THE RECORDS:
- - - -

PR #1542, opened 2023-11-23
Rewrite ImGuiScene using TerraFX + Add DX12 backend

Soreepeong:
image

### Effective
* Frequency of heap allocation has been hugely reduced.
* Memory leak in ImGuiScene has been addressed.
* Number of supported image file types has been increased.

### Code
* Integrated `deps/ImGuiScene` into Dalamud in a namespace `Dalamud.ImGuiScene`, after a rewrite to avoid allocations and use TerraFX instead of SharpDX.
* Changed image loader from stb_image to WindowsCodecs.
* Duct taping into InterfaceManager to avoid modifying ImGuiScene submodule can stop.
* `Dx12Win32Scene` has been added.
    * You can use `Dx12OnDx11Win32Scene` to test it out.
* Incorporates: #1526
    * `IImGuiScene.SetTexturePipeline`, `GetTexturePipeline`, and `ReleaseTexturePipeline` has been added. `CreateTexturePipeline` is on the concrete class for the interface.

### Possible future
* Remove `PInvoke.User32`, `PInvoke.Kernel32`, and `NativeFunctions`, and replace them with `TerraFX.Interop.Windows.Windows`.

### Obsoleting
* `SharpDX.Direct3D11` is pending for deletion; it has been `[Obsolete]`d in `UiBuilder`.
    * Expose `DevicePtr` instead, so that consumer plugins can wrap the native `ID3D11Device*` into their wrapper library of choice.
* `SharpDX.Mathematics` is pending for deletion; it has been `[Obsolete]`d in `VectorExtensions`.
    * That's one less autocomplete candidate when you're trying to write `Vector3` and stuff..

## Notes
ImGui Native Backend cannot be used as-is. ImGui's default DX11 implementation does not push and pop HS/DS/CS in `ID3D11DeviceContext`, and Win32 implementation deals with IME, which probably will conflict with the game's handling of IME.


goaaats:
Curious about the note regarding the native DX11 backend, I tried this a while ago and it seemed to be working fine. Was I missing something?

Soreepeong:
image

IME completion window would not show, and when multi-viewport is enabled, outside-the-game windows would get considered as not a valid target for IME input; only type English to those.

Soreepeong:
DX11 part works fine; it's restructuring of what has been working so far after all. DX12 part, on the other hand, needs more work. On a moderate load of loading/unloading textures, it causes AVE accessing nullptr during Create(Whatever)Resource calls.

Dalamud.Boot/dllmain.cpp
```diff
@@ -5,12 +5,35 @@
...
+//
+// #include "hooks.h"
 
 HMODULE g_hModule;
 HINSTANCE g_hGameInstance = GetModuleHandleW(nullptr);
 
 DWORD WINAPI InitializeImpl(LPVOID lpParam, HANDLE hMainThreadContinue) {
     g_startInfo.from_envvars();
+    //
+    // static std::optional<hooks::import_hook<decltype(D3D11CreateDevice)>> s_hookD3D11CreateDevice;
```
goaaats, line 19: What is this for? If it's valuable to leave around for someone that might need it in the future, could you leave a comment explaining it?

Soreepeong: That actually shouldn't be left there, as that's there only for testing. If DirectX debug mode is desired, I think it'd be better to implement that on C# side too?

Dalamud/ImGuiScene/Helpers/ImGuiViewportHelpers.cs
```diff
@@ -0,0 +1,164 @@
...
+    /// </summary>
+    /// <param name="viewport">An instance of <see cref="ImGuiViewportPtr"/>.</param>
+    public delegate void ChangedViewportDelegate(ImGuiViewportPtr viewport);
+
+    /// <summary>
+    /// Disables ImGui from disabling alpha for Viewport window backgrounds.
+    /// </summary>
+    public static unsafe void EnableViewportWindowBackgroundAlpha()
+    {
+        var offset = 0x00007FFB6ADA632C - 0x00007FFB6AD60000;
```
goaaats, line 146: This is a little scary, we should ideally fix it in our imgui fork. Maybe leave a todo so that we can do that when we rebuild it some day?

Soreepeong: Ideally we would remove this line:
https://github.com/goatcorp/gc-imgui/blob/e4920dc10cbf32c0cd9b4a48a4a71c8814242460/imgui.cpp#L6126

goaaats:
@Soreepeong Did you do any tests on how this interacts with reshade while working on it? Same as before?

Soreepeong:
This makes reshade unaware of windows created from using viewports.

PR #1546, opened 2023-11-24
Fix incorrect ImGui code

Sirius902:
Adds a missing `ImGui.EndTabBar()` call to end the tab bar here. https://github.com/goatcorp/Dalamud/blob/40e90a39c8250528eeb94191a026a821c8a1493c/Dalamud/Interface/Internal/Windows/Settings/SettingsWindow.cs#L94

Note: I also just upstreamed some fixes for incorrect ImGui code that will crash without clear stacks with 42af3c80f2a259becb214754d67b5452b97d35cf.

### DIFF
--- a/Dalamud/Interface/Internal/Windows/Settings/SettingsWindow.cs
+++ b/Dalamud/Interface/Internal/Windows/Settings/SettingsWindow.cs
@@ -155,6 +155,8 @@ internal class SettingsWindow : Window
                     ImGui.EndTabItem();
                 }
             }
+
+            ImGui.EndTabBar();
         }
 
         ImGui.SetCursorPos(windowSize - ImGuiHelpers.ScaledVector2(70));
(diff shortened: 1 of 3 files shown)


goaaats (dismissed):

Dalamud/Interface/Internal/Windows/Settings/SettingsWindow.cs
```diff
@@ -157,6 +157,8 @@ public override void Draw()
             }
         }
 
+        ImGui.EndTabBar();
```
wolfcomp, line 160: Should be moved 2 lines up due to ending a conditional check, where this can break.

Sirius902: Oh good catch, I believe I moved it to the correct location now.

goaaats (approved):

PR #1547, opened 2023-11-25
Add `IDalamudConfigReader` and early Analytics system

KazWolfe:
Add a new service, `IDalamudConfigReader`. This service is designed to expose certain internal Dalamud configurations or states to plugins in a simple manner. Config entries are exposed to plugins as required, and generally in cases where there's no other way to get them (e.g. ImGui styles).

In addition, leverage this service to provide two new config options: 

* `PluginAnalyticsConsent`, which controls whether plugins are allowed to collect analytics on players:
    * `OptedOut`: The user has requested that no analytics be collected on them.
    * `Ask` (default): Plugins must ask the user via their own UI before collecting analytics.
    * `OptedIn`: The user has automatically consented to analytics collection from all plugins.
 * `PluginAnalyticsId`, which is an opaque string that uniquely identifies a specific Dalamud installation. Every plugin is exposed a different Analytics ID derived from the plugin's InternalName and the user's global Analytics ID (as a GUID). If a user has opted out of analytics, this value will return a consistent value across all installs of that plugin.

This PR is a preview/draft, and comments/suggestions are welcome as this API is scoped out.

### DIFF
--- a/Dalamud/Configuration/DalamudConfigReader.cs
+++ b/Dalamud/Configuration/DalamudConfigReader.cs
@@ -1,8 +1,10 @@
 ﻿using Dalamud.Configuration.Internal;
+using Dalamud.Configuration.Internal.Types;
 using Dalamud.IoC;
 using Dalamud.IoC.Internal;
 using Dalamud.Plugin.Internal.Types;
 using Dalamud.Plugin.Services;
+using Dalamud.Utility;
 
 namespace Dalamud.Configuration;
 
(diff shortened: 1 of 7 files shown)


Soreepeong:
The internal `DalamudConfiguration` should be marked to implement`IDalamudConfigReader`, so that it is easier to know when removing an option would be a breaking change for pluguns and typos can be caught quicker.

KazWolfe:
From the discussion in Discord:

I don't necessarily want to bind our internal configs to public API (in case we want to remove something from the config) or limit this service to *just* configs - this may be an ideal place to expose other (read-only) states in the future.

Similarly, I don't necessarily want to expose the full set of internal configs to plugins. While, yes, plugins can reflect anything they want, I don't necessarily think it's a good idea to provide an easy interface to access the true analytics ID or other configuration options.

KazWolfe:
We've determined that it's better for services to expose their own config fields where appropriate, so IDalmaudConfigReader is unnecessary.

The Analytics API has been stale for a long time with no seeming desire from the ecosystem to progress, implying this isn't really something we want to manage.

PR #1550, opened 2023-11-28
Send Dalamud user-agent when downloading plugins

lojewalo:
The sequel to https://github.com/goatcorp/Dalamud/pull/1486.

### DIFF
--- a/Dalamud/Networking/Http/HappyHttpClient.cs
+++ b/Dalamud/Networking/Http/HappyHttpClient.cs
@@ -1,6 +1,9 @@
 ﻿using System;
 using System.Net;
 using System.Net.Http;
+using System.Net.Http.Headers;
+
+using Dalamud.Utility;
 
 namespace Dalamud.Networking.Http;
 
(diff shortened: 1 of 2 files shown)


KazWolfe (approved):
Nice, you got to the thing I was going to mention before I even had to say it.

goaaats (changes requested):
This is now the same as https://github.com/goatcorp/Dalamud/blob/master/Dalamud/Plugin/Internal/Types/PluginRepository.cs#L50, is that one still required? Can you remove it if it's not?

lojewalo:
No, they're separate `HttpClient` instances.

KazWolfe:
> This is now the same as https://github.com/goatcorp/Dalamud/blob/master/Dalamud/Plugin/Internal/Types/PluginRepository.cs#L50, is that one still required? Can you remove it if it's not?

Yeah, it is because we need to set additional default settings there (specifically `Timeout`) that we don't necessarily want on our global shared HTTP client. We can rewrite that class to use the global client and specify our timeouts via cancellation tokens if we really wanted to, I suppose.

goaaats:
That probably should have been the approach then, it's better to use one client per application in either case. I don't think it should be hardcoded in two separate spots.

PR #1551, opened 2023-11-28
Remove second HttpClient from PluginRepository

KazWolfe:
A naive attempt to fix the problem brought up in #1550's reviews.

```
----- Request Start ----->
Method:          GET
Path:            /_test

Headers:
Accept:          application/json
Accept-Encoding: gzip, deflate, br
Cache-Control:   no-cache
Host:            localhost:8080
User-Agent:      Dalamud/9.0.0.13
<----- Request End -----
```


Dalamud/Plugin/Internal/Types/PluginRepository.cs
```diff
@@ -204,4 +208,17 @@ private bool IsValidManifest(RemotePluginManifest manifest)
 
         return true;
     }
+
+    private async Task<HttpResponseMessage> GetPluginMaster(string url, int timeout = HttpRequestTimeoutSeconds)
+    {
+        var httpClient = Service<HappyHttpClient>.Get().SharedHttpClient;
```
goaaats, line 214: This class has happyHttpClient as a member now, should be fine using that!

goaaats (commented):
Is there a reason you're not removing `this.httpClient` while you're at it?

goaaats:
Oh oops, I think I just messed up the merge, never mind

goaaats (approved):

PR #4481, opened 2021-04-07
Small optimizations

TheBusyBiscuit:
## Optimized Permission checks
So I wrote a quick method which logs all mcmmo permission checks.

These lookups should be quick and it is quite common for these to be fired very frequently.
However some small-scale optimizations can not hurt, as it may make things run smoother in the long run.

Particularly `McMMOPlayer#hasReachedPowerLevelCap()` is responsible for these many lookups since it loops through all primary skill types and fires a permissions lookup for each.
There isn't really a way around it, however `McMMOPlayer#hasReachedLevelCap()` (which checks for a specific Primary Skill Type) invokes  `McMMOPlayer#hasReachedPowerLevelCap()` too, resulting in the above seen 6 lookups per primary skill type.

This code portion for example may be optimized.
```java
//Check if they've reached the power level cap just now
if (hasReachedPowerLevelCap()) {
    NotificationManager...
} else if (hasReachedLevelCap(primarySkillType)) {
    NotificationManager...
}

```
Since we are inside of an `else if` block here, it means that `McMMOPlayer#hasReachedPowerLevelCap` must have returned false.
Therefore, we can save ourselves this further computation without breaking anything.
This PR proposes a small optimization to reduce permission lookup calls which can stack up quite a lot depending on what other plugins are at play.

| Before | After |
| ------- | ----- |
|Before|After|
| 98 lookups (max) | 85 lookups (max) |
| 72 lookups (min) | 59 lookups (min) |

These numbers are not 100% accurate or representative, as the amount of lookups depends a lot on internal logic.

## Enum Maps
I also switched out a few HashMaps for EnumMaps as their keys were enums.
EnumMaps are optimized for enums specifically and since the underlying data structure for them is an Array, it saves a bit on memory. They are also slightly quicker to compute than a regular `HashMap` in some instances, though the computation time will often be roughly the same.
Still, a decent way to optimize the code a bit further.

*I also added some missing annotations too :eyes:*

### DIFF
--- a/src/main/java/com/gmail/nossr50/datatypes/player/McMMOPlayer.java
+++ b/src/main/java/com/gmail/nossr50/datatypes/player/McMMOPlayer.java
@@ -67,6 +67,7 @@ import org.bukkit.metadata.FixedMetadataValue;
 import org.bukkit.plugin.Plugin;
 import org.checkerframework.checker.nullness.qual.NonNull;
 import org.jetbrains.annotations.NotNull;
+import org.jetbrains.annotations.Nullable;
 
 import java.util.HashMap;
 import java.util.Map;
@@ -120,7 +121,7 @@ public class McMMOPlayer implements Identified {
 
     private PrimarySkillType lastSkillShownScoreboard = PrimarySkillType.values()[0];
 
-    public McMMOPlayer(Player player, PlayerProfile profile) {
+    public McMMOPlayer(@NotNull Player player, @NotNull PlayerProfile profile) {
         this.playerName = player.getName();
         UUID uuid = player.getUniqueId();
         identity = Identity.identity(uuid);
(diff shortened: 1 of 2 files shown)


DartPower:
Cool! 😃

DartPower:
I like your Slimefun4, best plugin with best performance :)

TheBusyBiscuit:
> I like your Slimefun4, best plugin with best performance :)

"best performance" :LULW:
Not even close but thanks I guess?

This is the mcMMO repository though, so please stick to the topic of this pull request or mcMMO in general.

DartPower:
Sorry for this off topic :(
But I like your work.

nossr50:
The changes are good, however this particular class has been rewritten in T&C so merging this would only cause some headaches, I will however port the changes included in this (or you can do it if you feel like it) down to the T&C branch.

PR #4482, opened 2021-04-08
Fix death messages losing formatting

### LINKED ISSUE #4463: mcMMO breaks death messages for kills using renamed items
Tested with just Paper & mcMMO

mcMMO version: 2.1.181
Paper Version: 565 MC 1.16.5

How it should look:
image

You should also be able to hover over the item for details, like so:
image

How it looks like with mcMMO:
image

lexikiq:
Fixes #4463

Uses a simple fix that temporarily clears the name of the attacking mob for a tick. Specifically, it listens to EntityDamageByEntityEvent at the highest priority, and if the damaged entity is a player who will be killed by the damage, it clears the name using MobHealthDisplayUpdaterTask, then sets it back a tick later using MobHealthbarUtils.handleMobHealthbars.

A more robust fix that avoids the small downside of the health bar being missing for a tick would involve adding Paper as a dependency, which I tried to avoid. Though, I think it could still be done without breaking Spigot support by checking [PaperLib.isPaper()](https://github.com/PaperMC/PaperLib/blob/7d357b35dd12835e12e40db85e4d39b195454cce/src/main/java/io/papermc/lib/PaperLib.java#L259-L265). If this is preferred, let me know and I can implement that instead.

### DIFF
--- a/src/main/java/com/gmail/nossr50/listeners/PlayerListener.java
+++ b/src/main/java/com/gmail/nossr50/listeners/PlayerListener.java
@@ -12,6 +12,7 @@ import com.gmail.nossr50.events.fake.FakePlayerAnimationEvent;
 import com.gmail.nossr50.locale.LocaleLoader;
 import com.gmail.nossr50.mcMMO;
 import com.gmail.nossr50.party.ShareHandler;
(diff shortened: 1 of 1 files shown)


nossr50:
Thanks, the hacky fix will do for now.

PR #4483, opened 2021-04-08
Fix deaths from skeletons showing health bars

lexikiq:
When a player's last damage cause is a projectile, it finds the shooter and attempts to fix its name in death messages. Also fixes a long-standing bug where deaths to skeletons would post "Player123 was shot by Arrow"


lexikiq:
Totally proud of myself for noticing and fixing a 9-year-old bug 😅

nossr50:
Looks good, thanks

- - - -

WHAT IS NEEDED:
Every line above in which the word "public" is present must be copied into the answer.

ANSWER SECTION:
+    public delegate void ChangedViewportDelegate(ImGuiViewportPtr viewport);
+    public static unsafe void EnableViewportWindowBackgroundAlpha()
@@ -157,6 +157,8 @@ public override void Draw()
I don't necessarily want to bind our internal configs to public API (in case we want to remove something from the config) or limit this service to *just* configs - this may be an ideal place to expose other (read-only) states in the future.
@@ -120,7 +121,7 @@ public class McMMOPlayer implements Identified {
-    public McMMOPlayer(Player player, PlayerProfile profile) {
+    public McMMOPlayer(@NotNull Player player, @NotNull PlayerProfile profile) {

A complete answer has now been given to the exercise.